2. **Turning Off Sources**:
   - **Voltage Source**: Replaced by a short circuit (0V).
   - **Current Source**: Replaced by an open circuit (0A).

3. **Finding Individual Contributions**:
   - Analyze the circuit with only one independent source active at a time.
   - Determine the voltage or current due to that single source.

4. **Summing Contributions**:
   - After finding the contributions from each source, add them algebraically to get the total voltage or current.

### Example:

Consider a simple circuit with two voltage sources and two resistors:

- **Circuit Components**:
  - Resistor \( R_1 = 2 \Omega \)
  - Resistor \( R_2 = 3 \Omega \)
  - Voltage Source \( V_1 = 10V \)
  - Voltage Source \( V_2 = 5V \)

**Objective**: Find the current through \( R_2 \).

#### Steps Using Superposition Theorem:

1. **Analyze with \( V_1 \) Active and \( V_2 \) Turned Off**:
   - Replace \( V_2 \) with a short circuit.
   - The circuit now has \( V_1 \) and \( R_1 \) in series, with \( R_2 \) in parallel.

   The total resistance seen by \( V_1 \) is:
   \[
   R_{\text{total}} = R_1 + \left(\frac{R_2}{R_1 + R_2}\right) = 2 \Omega + \frac{3 \Omega}{5 \Omega} = 2 \Omega + 0.6 \Omega = 2.6 \Omega
   \]
   The current due to \( V_1 \):
   \[
   I_{V_1} = \frac{V_1}{R_{\text{total}}} = \frac{10V}{2.6 \Omega} \approx 3.85A
   \]
   Current through \( R_2 \) when \( V_1 \) is active:
   \[
   I_{R_2}^{V_1} = I_{V_1} \times \frac{R_1}{R_1 + R_2} = 3.85A \times \frac{2 \Omega}{5 \Omega} \approx 1.54A
   \]

2. **Analyze with \( V_2 \) Active and \( V_1 \) Turned Off**:
   - Replace \( V_1 \) with a short circuit.
   - The circuit now has \( V_2 \) across \( R_2 \) only.
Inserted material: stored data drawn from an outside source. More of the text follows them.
PR #482, opened 2015-04-22
Fix: RF module calls close if configure fails

barbalberto:
I found that robotInterface was crashing if the configure function fails. It turns out that I had to explixitly call the close function in order to clean up things.
 So me and @drdanz thought that maybe it'll be easier for user if the RFModule will call the close function by his own if the configure fails, like in the patch proposed.

@paulfitz @lornat75 what di you think about it? Do you see any drawback?

Maybe also the stopModule could call the close?

### DIFF
--- a/src/libYARP_OS/src/RFModule.cpp
+++ b/src/libYARP_OS/src/RFModule.cpp
@@ -365,6 +365,7 @@ int RFModule::runModule() {
 int RFModule::runModule(yarp::os::ResourceFinder &rf) {
     if (!configure(rf)) {
         ACE_OS::printf("Module failed to open\n");
+        close();
         return false;
     }
     return runModule();


pattacini:
Lots of user code works without this assumption.
I'm afraid this change would have a quite big impact.
I would thus change `robotInterface` in the meantime to then have time to better asses this PR.

lornat75:
I agree with @pattacini we should be careful. On the other hand this would affect only cases in which there is a failure opening a RFModule -- which should be limited.

Actually, looking at the code I think there could be problems if close() is not called in all cases in which configure() fails; configure is called implicitly within runModule(ResourceFinder &) or explicitly by the user. The first case is covered by this PR; the second should be handled by calling close() in the destructor.

paulfitz:
I think this change makes sense. There could be custom `close` methods out there that will be surprised by this, and crash, but for the reason @lornat75 notes the consequences should be limited.

pattacini:
We would need to update tutorials and documentation to clearly point out this change.

pattacini:
Btw, my opinion is that crash is always a crash, even if it has limited effect and causing crashes and bother to users for such a minimal improvement should be avoided.

lornat75:
I would propose to also call close in the destructor of RFModule.

The documentation should then specify that close() should handle and cleanup all the initialization that is made in configure().

drdanz:
So, if I understand correctly, some module assume that if configure fails, then the close function is never called, but if the module starts at some point the close will be called, am I right? What is the reason for this? Does the close method do nasty stuff?
@pattacini can you point me to one of the modules that assume this?

Perhaps instead of calling close, we could have another virtual method empty by default that is executed here, and that we can override explicitly calling close?

Or we could simply add a parameter like
```diff
-yarp::os::RFModule::runModule(yarp::os::ResourceFinder &rf);
+yarp::os::RFModule::runModule(yarp::os::ResourceFinder &rf, bool closeOnFail = false);
```
so that the default logic is unchanged.

@lornat75 I wouldn't recommend calling close in the destructor, I believe that the close should be called by the `runModule` before exiting (as it is now). If we want to change it, at least, we should ensure that it is called only once, since calling close twice may lead to unexpected behaviours. For example the robotInterface would enter the interrupt1 and then the shutdown phases twice.

lornat75:
At the moment the assumption is that configure() does not let stuff to be uninitialized if it fails.

In my understanding this PR changes this behaviors and let close() perform this uninitialization. However RFModule can be used also like this:

RFModule module;

if (module.configure(rf))
   module.runModule();

This would produce a behavior that is significantly different from:

module.runModule(rf);

because the latter would call close on failure.

To make the behavior consistent I propose we add close in the destructor.

Otherwise this PR would introduce an asymmetric behavior.

Another possibility could be to leave things as they are and just fix cases in which configure() fails leaving stuff uninitialized.

lornat75:
I realize I may be missing the reason why you submitted this PR -- maybe it is better if we talk about this.

barbalberto:
From what I see it seems that if we use the module like:

    RFModule module;
    module.runModule(rf);

then if the configure fails, the close is not called, while I'd expect it to be at a certain point.
I agree with @lornat75 that this introduce an asymmetric behaviour in the case he pointed out, and maybe that's not the better place to put the close() calls. That's why we opened the discussion.

My assumption is that whichever way the user choose to configure/run the module, at the end of the day the close should be called at least once (so having it in the destructor will assure this), but I know this assumption is arbitrary :-)

drdanz:
I think that the documentation here is not very clear about how a module should be stopped when the configure fails. I'm adding in the next comment all the relative docs.

The `close()` documentation clearly states
> Override this to perform memory cleanup or other activities.

so that's where I put all cleanup.

The configure phase calls several actions (open devices, attach and calibrate) in the order specified by the user, therefore if some action succeeds, and some later action fails, we must call the actions in the interrupt1 (park, etc) and then the shutdown (detach and close devices).

We started discussing about this because I did this change in the robotInterface, when the configure fails:

```diff
 if(/* startup phase error */) {
-    // A very long comment about the reason why we are calling interruptModule()
-    // and then close() here
-    interruptModule();
-    close();
+    stopModule();
 }
```

assuming that `stopModule()` would cause `close()` to be called and not just `interruptModule()`, but I was wrong. By looking at the code, I didn't notice that the `runModule()` called was `RFModule::runModule(yarp::os::ResourceFinder &rf)` and not `RFModule::runModule()`.

The second method implementation is something like this:
```c++
while (!isStopping() /* changed by stopModule */ ) {/* do stuff */}
close();
```

And I didn't notice that the `close()` is never reached, so I assumed that just calling `stopModule()` would reach it.

The easy (and probably right) thing to do would have been just adding a `close()` after the `stopModule()` call, but it looked weird, not clear and not well documented, so we started this discussion...

drdanz:
```c++
    /**
     * Calls updateModule() until that returns false.
     *
     * Make sure you first configure your module by calling the configure()
     * function. updateModule() is then called every getPeriod()
     * seconds.  Be aware that the the respond() command could be
     * asycnhronously at any time, if there is input from the
     * standard input or a port connected via attach().
     *
     * @return 0 on success
     *
     * \note attachTerminal() is no longer called automatically.
     */
    virtual int runModule();

    /**
     * Simple helper method to call configure() and then runModule().
     *
     * @param rf a previously initialized ResourceFinder
     * @return 0 upon success, non-zero upon failure
     */
    virtual int runModule(yarp::os::ResourceFinder &rf);

    /**
     * Configure the module, pass a ResourceFinder object to the module.
     *
     * @param rf a previously initialized ResourceFinder
     * @return true/false upon success/failure
     *
     * \note attachTerminal() is no longer called automatically. You
     * can call it in the configure function.
     */
    virtual bool configure(yarp::os::ResourceFinder &rf);

    /**
     * Close function.
     *
     * This is called automatically when the module closes, after the last call
     * to updateModule.
     * Override this to perform memory cleanup or other activities.
     *
     * @return true/false on success failure.
     */
    virtual bool close();

    /**
     * Try to halt any ongoing operations by threads managed by the module.
     *
     * This is called anynchronously just after a quit command is received.
     * By default it does nothing - you may want to override this.
     * If you have created any ports, and have any threads that are
     * might be blocked on reading data from those ports, this is a
     * good place to add calls to BufferedPort::interrupt() or
     * Port::interrupt().
     *
     * @return true if there was no catastrophic failure
     */
    virtual bool interruptModule();

    /**
     * Ask the module to stop.
     *
     * @param wait specifies if stop should block and wait termination. This is
     * not implemented yet.
     */
    void stopModule(bool wait = false);
```

pattacini:
@drdanz my main concern is related to situations as the one sketched below, which are likely spread around in the user code:

```cpp
bool configure() {
    Class *class=new Class();
    if (!isOk) {
        delete class;
        return false;
    }
}

bool close() {
    delete class;
    return true;
}
```

With the proposed change we'll have a seg-fault if `isOk==false` (it's a good rule to put `class=NULL;` after deletion, but who knows).

Other times, the use might rely on a `terminate()` helper which in turn gets called both in `configure()` and `close()` for object disposal, as for example done in [depth2kin](https://github.com/robotology/icub-main/blob/master/src/tools/depth2kin/src/module.cpp#L967).

The handling through the `closeOnConfigureFailure` option seems a quite nice solution.

drdanz:
After some discussion with @lornat75 I think that the best thing to do is to improve the documentation to specify what is called and where, and that when `configure()` fails, the `close()` method is not called. Then we will fix the code in robotInterface...
@barbalberto what do you think?

barbalberto:
So revert your changes to my last fix :-P
Ok, fine with me.

pattacini:
Closing and not merged as agreed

   The current through \( R_2 \) when \( V_2 \) is active:
   \[
   I_{R_2}^{V_2} = \frac{V_2}{R_2} = \frac{5V}{3 \Omega} \approx 1.67A
   \]

3. **Sum the Contributions**:
   \[
   I_{R_2} = I_{R_2}^{V_1} + I_{R_2}^{V_2} = 1.54A + 1.67A \approx 3.21A
   \]

Therefore, the total current through \( R_2 \) is approximately \( 3.21A \).

This example demonstrates how to apply the Superposition Theorem to analyze complex circuits by breaking them down into simpler parts.